🤖 AI Summary
Bloom filters in key-value stores suffer from parameter rigidity: the number of hash functions must be an integer, and bit-array lengths are typically constrained to powers of two—limiting optimization of false-positive rate (FPR) and space efficiency. This paper proposes two novel variants to overcome these constraints. First, the Rational Bloom Filter (RBF) introduces the first Bloom filter supporting a rational number of hash functions, breaking the integer constraint via fractional hashing modeled using universal hash functions (e.g., Murmur). Second, the Variably-Sized Block Bloom Filter (VSBF) employs a block-based memory layout with binary-efficient index mapping, eliminating the power-of-two restriction on bit-array length. Both designs retain compatibility with standard universal hashing and incorporate rational-parameter modeling for precise FPR control. Experiments demonstrate significantly lower FPR at identical space overhead, scalable computation for large filters, and zero-bit-rate performance approaching the theoretical optimum.
📝 Abstract
These days, Key-Value Stores are widely used for scalable data storage. In this environment, Bloom filters serve as an efficient probabilistic data structure for the representation of sets of keys as they allow for set membership queries with controllable false positive rates and no false negatives. For optimal error rates, the right choice of the main parameters, namely the length of the Bloom filter array, the number of hash functions used to map an element to the array's indices, and the number of elements to be inserted in one filter, is crucial. However, these parameters are constrained: The number of hash functions is bounded to integer values, and the length of a Bloom filter is usually chosen to be a power-of-two to allow for efficient modulo operations using binary arithmetics.

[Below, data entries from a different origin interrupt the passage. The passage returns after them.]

PR #2708, opened 2025-09-26
WeBWorK in Runestone: let books use generated ww from other books

oscarlevin:
This adds a "baseCourse" data attribute to each webwork problem and then sets the javascript to use that if it can to specify the path to the .pg file for the problem when activating.  

The javascript should only have any effect if viewed in runestone.  The `data-baseCourse` is only added when `data-problemSource` is, which should only happen when there is local .pg files to be loaded.

Draft for now since I am not in a position to test this fully yet, but @Alex-Jordan, I'd love to get your thoughts when you have a chance.

### DIFF
--- a/js/pretext-webwork/2.20/pretext-webwork.js
+++ b/js/pretext-webwork/2.20/pretext-webwork.js
@@ -16,6 +16,7 @@ async function handleWW(ww_id, action) {
     const ww_processing = 'webwork2';
     const ww_origin = ww_container.dataset.origin;
     const ww_problemSource = ww_container.dataset.problemsource;
+    const ww_baseCourse = ww_container.dataset.basecourse;
     const ww_sourceFilePath = ww_container.dataset.sourcefilepath;
     const ww_course_id = ww_container.dataset.courseid;
     const ww_user_id = ww_container.dataset.userid;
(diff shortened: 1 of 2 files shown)


bnmnetp:
The Javascript looks good to me.

oscarlevin:
Tested outside of Runestone and it looks like it is working fine there.  So as soon as @Alex-Jordan signs off, I think this is ready to go.  

The sooner the better for getting this feature available, although I don't think it raises to the level of emergency or anything like that.  Books that want to make their source-authored webwork available for other courses will need to rebuild anyway.

Alex-Jordan:
Sorry for not checking on this. As you may have heard, I now live in a war-ravaged city, so there's just a lot going on :)

I haven't tested. Thanks for seeking my input/review, and I'm comfortable with things if everyone else here is. My only thought while browsing the code changes are, what happens to a project that has not declared a document-id?

bnmnetp:
A project without a document-id will be categorically rejected by the Runestone BDFL.

Alex-Jordan:
More thoughts/questions. Which maybe have simple answers.

1. This adds `data-baseCourse` to the HTML, even if this is not an HTML build for Runestone. Would it be better to add this as `data-documentID` (or something like that)? It's coincidentally (in a sense) the same as a Runestone basecourse, but that is something the js can deal with within the block where the js is only active if it's a Runestone build.
2. Any reason not to make the regex more specific, to match on something the ends with `-ww-rs`?

oscarlevin:
Currently underscore is NOT banned, but @bnmnetp and I think we should do this.  Brad checked and there are currently no books on Runestone that use WeBWorK and contain an underscore in the document-id.  

Any book built after this PR is merged will never need to parse the id to get the basecourse for Runestone.  So we can even deprecate this check after all the current Runestone books are updated.

Alex-Jordan:
Officially, xml:id~s should only have alphanumeric, including underscore, and hyphen. It would be nice to have one fewer set of rules like that to remember, and put the same limitations on document ID. Just a slight preference, but I'm not following why it's a concern.

Note that document ID is used for at least one thing outside of Runestone. (The neglected catalog of PreTeXt projects.)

These modulo calculations are necessary to map from the output universe of the applied universal hash functions, like Murmur, to the set of indices of the Bloom filter. In this paper, we relax these constraints by proposing the Rational Bloom filter, which allows for non-integer numbers of hash functions. This results in optimized fraction-of-zero values for a known number of elements to be inserted. Based on this, we construct the Variably-Sized Block Bloom filters to allow for a flexible filter length, especially for large filters, while keeping computation efficient.